#### [What to work on]
Show each line of the data below in which "used" occurs.

══════

PR #367, opened 2016-06-08
Add optional enable init param to motor, close #366

### LINKED ISSUE #366: Motor with enable control
Motors on the new MotoZero board require 3 pins to control them. Forward pin, backward pin and an enable pin. They can be controlled with GPIO Zero by using `Motor` for the forward and backward pins, and `OutputDevice` for the enable pin like so:

``` python
>>> from gpiozero import Motor, OutputDevice
>>> motor = Motor(24, 27)
>>> motor_enable = OutputDevice(5)
>>> motor.forward()  # nothing happens
>>> motor_enable.on()  # the motor goes forward
>>> motor_enable.off()  # the motor stops
>>> motor.backward()  # nothing happens
>>> motor_enable.on()  # the motor goes backward
>>> motor.value = 0.5  # the motor goes forward at half speed
>>> motor.stop()  # the motor stops
```

My instinct is to want to remove the enabling step, and just let `Motor` turn on the enable pin on init, and never change its state, allowing `forward()`, `backward()`, `stop()` and `value` to be used to control the state of the motor.

However, Keith has [vocalised](https://twitter.com/PiTutorials/status/740489152253288448) his views that the enable pin is particularly useful:

> Nice benefit of using enable pin is that it can be PWMed to control the speed, independent of dir.

and

> Enable pin 0 = motor off, Enable pin 1 = Motor full speed. Enable pin PWM 0.5 = Motor 1/2 speed

But I don't think this makes it any easier than gpiozero already does:

``` python
>>> motor = Motor(17, 18)
>>> motor.forward()
>>> motor.value = 0.5
>>> motor.backward()
>>> motor.value = -0.5
>>> motor.reverse()
```

I propose we add an optional third pin to `Motor` and set it high on init. This will allow it to easily fit into `Motor` and `Robot`. Usage would look like:

``` python
>>> from gpiozero import Motor
>>> motor = Motor(24, 27, 5)
>>> motor.forward()  # motor goes forward
```

Any thoughts?

bennuttall:
(_Not complete yet, needs checking over and documenting_)

This PR adds a third (optional) pin parameter to `Motor`'s init. If provided, a `DigitalOutputDevice` is created (initially set high, and untouched elsewhere) and added to the list of devices.

As per #366.

### DIFF
--- a/gpiozero/output_devices.py
+++ b/gpiozero/output_devices.py
@@ -797,6 +797,10 @@ class Motor(SourceMixin, CompositeDevice):
         The GPIO pin that the backward input of the motor driver chip is
         connected to.
 
+    :param int enable:
+        (Optional) The GPIO pin that enables the motor. Required for some motor
+        controller boards. Defaults to ``None``.
+
     :param bool pwm:
         If ``True`` (the default), construct :class:`PWMOutputDevice`
         instances for the motor controller pins, allowing both direction and
@@ -804,13 +808,20 @@ class Motor(SourceMixin, CompositeDevice):
         :class:`DigitalOutputDevice` instances, allowing only direction
         control.
     """
-    def __init__(self, forward=None, backward=None, pwm=True):
+    def __init__(self, forward=None, backward=None, enable=None, pwm=True):
         if not all([forward, backward]):
             raise GPIOPinMissing(
                 'forward and backward pins must be provided'
             )
         PinClass = PWMOutputDevice if pwm else DigitalOutputDevice
-        super(Motor, self).__init__(
+        if enable:
+            super(Motor, self).__init__(
+                forward_device=PinClass(forward),
+                backward_device=PinClass(backward),
+                enable_device=DigitalOutputDevice(enable, initial_value=True),
+                _order=('forward_device', 'backward_device', 'enable_device'))
+        else:
+            super(Motor, self).__init__(
                 forward_device=PinClass(forward),
                 backward_device=PinClass(backward),
                 _order=('forward_device', 'backward_device'))
--- a/gpiozero/output_devices.py
+++ b/gpiozero/output_devices.py
@@ -814,7 +814,7 @@ class Motor(SourceMixin, CompositeDevice):
                 'forward and backward pins must be provided'
             )
         PinClass = PWMOutputDevice if pwm else DigitalOutputDevice
-        if enable:
+        if enable is not None:
             super(Motor, self).__init__(
                 forward_device=PinClass(forward),
                 backward_device=PinClass(backward),


gpiozero/output_devices.py
```diff
@@ -797,20 +797,31 @@ class Motor(SourceMixin, CompositeDevice):
...
+
     :param bool pwm:
         If ``True`` (the default), construct :class:`PWMOutputDevice`
         instances for the motor controller pins, allowing both direction and
         variable speed control. If ``False``, construct
         :class:`DigitalOutputDevice` instances, allowing only direction
         control.
     """
-    def __init__(self, forward=None, backward=None, pwm=True):
+    def __init__(self, forward=None, backward=None, enable=None, pwm=True):
```
lurch: To maintain backwards-compatibility, shouldn't the `enable` arg be added *after* the `pwm` arg?

gpiozero/output_devices.py
```diff
@@ -797,20 +797,31 @@ class Motor(SourceMixin, CompositeDevice):
...
         if not all([forward, backward]):
             raise GPIOPinMissing(
                 'forward and backward pins must be provided'
             )
         PinClass = PWMOutputDevice if pwm else DigitalOutputDevice
-        super(Motor, self).__init__(
+        if enable:
```
lurch: I think this would be better as `if enable is not None:` ?
(since in theory there's nothing stopping you using GPIO 0)

bennuttall:
We've broken BC in this way before! (e.g. when we added `fade_in_time` / `fade_out_time`)

`pwm` is usually passed as a kwarg.

gpiozero/output_devices.py
bennuttall: Ooh good point :P

gpiozero/output_devices.py
```diff
@@ -797,20 +797,31 @@ class Motor(SourceMixin, CompositeDevice):
...
+            super(Motor, self).__init__(
+                forward_device=PinClass(forward),
+                backward_device=PinClass(backward),
+                enable_device=DigitalOutputDevice(enable, initial_value=True),
+                _order=('forward_device', 'backward_device', 'enable_device'))
+        else:
+            super(Motor, self).__init__(
                 forward_device=PinClass(forward),
                 backward_device=PinClass(backward),
                 _order=('forward_device', 'backward_device'))
```
lurch: I guess an alternative (untested) way of doing this (with slightly less code-repetition) might be:
```python
devices = OrderedDict((
    ('forward_device', PinClass(forward)),
    ('backward_device', PinClass(backward)),
))
if enable is not None:
    devices['enable_device'] = DigitalOutputDevice(enable, initial_value=True)
super(Motor, self).__init__(_order=devices.keys(), **devices)
```

lurch:
> We've broken BC in this way before! (e.g. when we added fade_in_time / fade_out_time)

I can't remember if that was before or after the release of v1.0 ?

bennuttall:
It was after. We also broke it with `button.pin` which used to be an int, now is a `Pin` object.

bennuttall:
@waveform80 any thoughts on this PR?

lurch:
Hmmm, I wonder if people would also want `initial_enable` as a constructor kwarg?
And maybe there should be `enable` and `disable` methods (with `disable` being analogous to http://gpiozero.readthedocs.io/en/latest/api_output.html#gpiozero.Servo.detach ), which would be no-ops if the Motor doesn't have an `enable_device` ?
And then maybe there should also be an `enabled` property for completion, which would always return True for Motors without an `enable_device` ? Something like:
```python
@property
def enabled(self):
    return True if 'enable_device' not in self._named else self.enable_device.value
```

Hmmm part two: is it safe to assume that the enable_device will _always_ be `active_high=True` ? (perhaps we should just assume it is, until somebody provides a counter-example)

lurch:
OffTopic: I wonder if it'd be worth adding a `has_named_device` method (or something similar) to `CompositeDevice`, so that outside / child classes don't need to poke directly at `self._named` ? (and don't need to fuss with `getattr`)

bennuttall:
Tried a rebase but no dice...

bennuttall:
Now at #677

══════

#### [Written reply]
My instinct is to want to remove the enabling step, and just let `Motor` turn on the enable pin on init, and never change its state, allowing `forward()`, `backward()`, `stop()` and `value` to be used to control the state of the motor.
It was after. We also broke it with `button.pin` which used to be an int, now is a `Pin` object.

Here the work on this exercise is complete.